Theory of spin motive force in one-dimentional antiferromagnetic domain wall

TL;DR

This paper develops a theoretical framework for understanding the spin motive force in one-dimensional antiferromagnetic domain walls, showing that conduction electrons experience this force similarly to ferromagnets, with implications for spintronics.

Contribution

The paper introduces a novel theoretical approach to analyze spin motive force in antiferromagnetic domain walls, demonstrating its effects through numerical solutions of the Schrödinger equation.

Findings

Spin motive force acts on conduction electrons in antiferromagnets.

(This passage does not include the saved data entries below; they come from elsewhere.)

PR #800, opened 2025-04-30
move examples dependencies into their own "extras" section.

nega0:
AwkwardArray doesn't build with CMake v4 and prevents building graphnet.
This moves it and `timers` into an examples "extra" since that's the
only place they're used.

### DIFF
--- a/setup.py
+++ b/setup.py
@@ -10,7 +10,6 @@ SETUP_REQUIRES = [
 ]
 
 INSTALL_REQUIRES = [
-    "awkward>=1.8,<2.0",
     "colorlog>=6.6",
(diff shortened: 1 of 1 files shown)


RasmusOrsoe:
Hi @nega0! Thank you for reporting this, and apologies for the slow response.

The usage of these libraries has decreased quite a bit (we used to use them more), and as you point out here, including these as dependencies in graphnet is unnecessary.  

I've created a pull request #808 that removes these two libraries. Given that this PR has failing checks, I think we should close this PR in favor of #808 as they achieve the same. Is that OK with you?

No fundamental difference between antiferromagnets and ferromagnets in spintronics phenomena.

Numerical evidence supports the theoretical model.

Abstract

We present the theory of the spin motive force in antiferromagnets. We consider a one-dimensional antiferromagnetic domain wall strongly coupled with conduction electrons via an exchange interaction. We carry out a unitary transformation that rotates the spin coordinate system of the conduction electron locally, so that the quantization axis is in the direction of the localized spin. By numerically solving the time-dependent Schr$\"{o}$dinger equation, we clearly demonstrate that the spin motive force acts on the conduction electron. The result suggests that there is no distinction between antiferromagnets and ferromagnets from the view point of the basic phenomenon relevant to spintronics.